▶ **Description of the task**
Please set the lines down again exactly, from the top of the entries through the line that contains "(export ⊆ interactive".

▶ **Record extracts**
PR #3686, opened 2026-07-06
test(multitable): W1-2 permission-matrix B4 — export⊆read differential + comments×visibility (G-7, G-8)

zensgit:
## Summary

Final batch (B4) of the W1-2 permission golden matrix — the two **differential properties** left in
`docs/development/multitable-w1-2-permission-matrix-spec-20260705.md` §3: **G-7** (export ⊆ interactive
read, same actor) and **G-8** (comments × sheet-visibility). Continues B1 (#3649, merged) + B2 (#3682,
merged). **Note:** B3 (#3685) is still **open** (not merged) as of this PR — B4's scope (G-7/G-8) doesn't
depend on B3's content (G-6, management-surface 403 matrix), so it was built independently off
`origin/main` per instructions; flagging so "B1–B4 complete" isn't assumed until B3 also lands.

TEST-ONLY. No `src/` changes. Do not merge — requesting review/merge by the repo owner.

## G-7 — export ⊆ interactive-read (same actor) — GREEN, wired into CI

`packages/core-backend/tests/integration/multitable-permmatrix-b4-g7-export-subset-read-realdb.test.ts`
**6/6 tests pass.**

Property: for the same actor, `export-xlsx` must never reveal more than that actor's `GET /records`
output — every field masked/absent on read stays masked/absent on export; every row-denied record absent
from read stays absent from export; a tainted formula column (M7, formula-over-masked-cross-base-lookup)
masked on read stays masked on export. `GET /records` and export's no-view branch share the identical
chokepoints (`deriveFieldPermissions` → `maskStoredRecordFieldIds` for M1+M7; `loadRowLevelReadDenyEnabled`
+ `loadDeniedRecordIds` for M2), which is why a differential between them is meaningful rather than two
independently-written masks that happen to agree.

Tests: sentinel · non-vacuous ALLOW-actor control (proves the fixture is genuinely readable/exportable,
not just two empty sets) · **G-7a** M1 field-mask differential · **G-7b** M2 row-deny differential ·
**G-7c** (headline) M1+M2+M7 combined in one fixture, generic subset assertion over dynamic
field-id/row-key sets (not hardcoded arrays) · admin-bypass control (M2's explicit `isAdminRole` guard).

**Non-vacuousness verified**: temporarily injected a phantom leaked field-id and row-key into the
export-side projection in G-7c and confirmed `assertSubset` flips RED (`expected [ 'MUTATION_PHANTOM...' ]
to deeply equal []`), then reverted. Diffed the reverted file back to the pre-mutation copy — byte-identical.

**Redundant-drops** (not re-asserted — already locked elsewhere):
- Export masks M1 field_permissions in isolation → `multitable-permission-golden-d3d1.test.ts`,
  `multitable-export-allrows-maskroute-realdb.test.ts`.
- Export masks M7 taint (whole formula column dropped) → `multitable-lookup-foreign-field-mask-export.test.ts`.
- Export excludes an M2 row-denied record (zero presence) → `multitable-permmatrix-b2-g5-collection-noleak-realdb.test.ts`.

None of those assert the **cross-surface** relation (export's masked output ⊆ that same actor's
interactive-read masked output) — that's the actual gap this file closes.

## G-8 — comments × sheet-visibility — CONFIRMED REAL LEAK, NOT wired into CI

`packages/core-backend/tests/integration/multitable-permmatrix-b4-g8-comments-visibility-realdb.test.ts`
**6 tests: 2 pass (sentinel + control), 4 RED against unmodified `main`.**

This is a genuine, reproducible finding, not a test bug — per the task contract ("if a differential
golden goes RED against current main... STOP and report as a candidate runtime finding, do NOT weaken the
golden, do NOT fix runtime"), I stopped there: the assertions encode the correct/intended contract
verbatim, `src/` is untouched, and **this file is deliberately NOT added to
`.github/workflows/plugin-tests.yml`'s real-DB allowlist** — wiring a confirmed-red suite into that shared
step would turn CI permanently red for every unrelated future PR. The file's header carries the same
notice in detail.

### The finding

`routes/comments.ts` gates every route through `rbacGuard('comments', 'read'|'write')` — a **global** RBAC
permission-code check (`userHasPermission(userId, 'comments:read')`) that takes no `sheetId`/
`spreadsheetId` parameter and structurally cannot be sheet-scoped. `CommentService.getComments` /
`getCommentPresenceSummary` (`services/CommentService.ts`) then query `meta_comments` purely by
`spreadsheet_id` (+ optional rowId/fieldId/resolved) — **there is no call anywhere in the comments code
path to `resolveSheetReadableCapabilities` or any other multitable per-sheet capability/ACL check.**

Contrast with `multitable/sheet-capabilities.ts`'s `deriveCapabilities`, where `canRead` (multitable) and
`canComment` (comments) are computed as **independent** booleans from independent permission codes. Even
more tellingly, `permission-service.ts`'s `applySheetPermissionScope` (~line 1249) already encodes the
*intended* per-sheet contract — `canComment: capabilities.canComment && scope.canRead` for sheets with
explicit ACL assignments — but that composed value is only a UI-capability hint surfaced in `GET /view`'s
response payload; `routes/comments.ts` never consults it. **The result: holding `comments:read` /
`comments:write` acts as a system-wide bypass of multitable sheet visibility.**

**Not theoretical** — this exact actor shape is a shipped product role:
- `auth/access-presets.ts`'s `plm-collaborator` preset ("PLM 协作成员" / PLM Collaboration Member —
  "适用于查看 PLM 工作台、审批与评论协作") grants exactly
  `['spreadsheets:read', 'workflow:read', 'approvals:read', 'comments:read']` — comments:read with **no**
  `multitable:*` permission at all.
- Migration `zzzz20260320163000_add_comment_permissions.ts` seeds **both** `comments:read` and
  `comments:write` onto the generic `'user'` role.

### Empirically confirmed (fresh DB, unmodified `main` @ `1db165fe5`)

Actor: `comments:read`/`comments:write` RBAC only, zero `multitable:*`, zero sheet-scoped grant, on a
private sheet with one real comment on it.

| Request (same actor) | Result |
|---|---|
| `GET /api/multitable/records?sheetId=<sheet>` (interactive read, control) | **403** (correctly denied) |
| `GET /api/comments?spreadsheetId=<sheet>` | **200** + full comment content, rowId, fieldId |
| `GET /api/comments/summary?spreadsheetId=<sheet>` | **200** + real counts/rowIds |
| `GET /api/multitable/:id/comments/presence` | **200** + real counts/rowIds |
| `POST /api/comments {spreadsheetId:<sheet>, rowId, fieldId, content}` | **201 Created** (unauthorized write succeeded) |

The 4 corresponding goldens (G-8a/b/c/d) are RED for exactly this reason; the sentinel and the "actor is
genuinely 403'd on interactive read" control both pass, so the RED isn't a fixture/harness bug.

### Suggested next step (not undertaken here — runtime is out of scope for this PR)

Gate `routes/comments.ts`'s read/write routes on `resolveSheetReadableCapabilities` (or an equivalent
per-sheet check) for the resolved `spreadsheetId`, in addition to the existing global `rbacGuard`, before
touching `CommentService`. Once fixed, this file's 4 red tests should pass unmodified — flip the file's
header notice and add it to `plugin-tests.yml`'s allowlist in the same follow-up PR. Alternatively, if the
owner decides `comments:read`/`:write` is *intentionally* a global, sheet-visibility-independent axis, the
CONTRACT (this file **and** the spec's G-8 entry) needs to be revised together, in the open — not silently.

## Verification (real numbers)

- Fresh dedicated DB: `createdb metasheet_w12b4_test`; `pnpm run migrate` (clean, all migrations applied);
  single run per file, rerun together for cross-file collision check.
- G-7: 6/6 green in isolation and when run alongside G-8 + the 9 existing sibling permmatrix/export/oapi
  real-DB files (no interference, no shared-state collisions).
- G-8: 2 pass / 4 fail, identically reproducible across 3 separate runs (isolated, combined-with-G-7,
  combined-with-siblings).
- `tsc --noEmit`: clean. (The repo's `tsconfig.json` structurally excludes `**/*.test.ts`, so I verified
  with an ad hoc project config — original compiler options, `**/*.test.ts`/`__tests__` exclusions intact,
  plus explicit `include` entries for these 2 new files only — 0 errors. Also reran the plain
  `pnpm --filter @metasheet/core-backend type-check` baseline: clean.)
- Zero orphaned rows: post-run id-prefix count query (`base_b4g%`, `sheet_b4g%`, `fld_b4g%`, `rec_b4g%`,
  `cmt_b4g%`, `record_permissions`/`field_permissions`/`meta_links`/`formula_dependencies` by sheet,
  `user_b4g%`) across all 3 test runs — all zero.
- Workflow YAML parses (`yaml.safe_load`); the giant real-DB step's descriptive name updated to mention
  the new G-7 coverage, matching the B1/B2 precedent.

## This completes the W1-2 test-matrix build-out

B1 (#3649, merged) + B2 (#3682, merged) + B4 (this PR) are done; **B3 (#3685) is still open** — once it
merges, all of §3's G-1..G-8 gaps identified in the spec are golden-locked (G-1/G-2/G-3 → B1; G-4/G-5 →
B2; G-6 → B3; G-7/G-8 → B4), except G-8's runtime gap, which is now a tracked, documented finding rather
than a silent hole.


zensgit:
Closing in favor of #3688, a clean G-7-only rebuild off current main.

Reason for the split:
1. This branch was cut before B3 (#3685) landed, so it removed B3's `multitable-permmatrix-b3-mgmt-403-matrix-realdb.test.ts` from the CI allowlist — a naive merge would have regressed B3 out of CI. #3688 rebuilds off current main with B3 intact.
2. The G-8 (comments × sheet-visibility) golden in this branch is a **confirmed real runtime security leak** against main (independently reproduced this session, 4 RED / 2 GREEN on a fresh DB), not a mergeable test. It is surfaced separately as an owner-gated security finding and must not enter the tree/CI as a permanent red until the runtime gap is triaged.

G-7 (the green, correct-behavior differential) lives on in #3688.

▶ **Answer space**
PR #3686, opened 2026-07-06
test(multitable): W1-2 permission-matrix B4 — export⊆read differential + comments×visibility (G-7, G-8)

zensgit:
## Summary

Final batch (B4) of the W1-2 permission golden matrix — the two **differential properties** left in
`docs/development/multitable-w1-2-permission-matrix-spec-20260705.md` §3: **G-7** (export ⊆ interactive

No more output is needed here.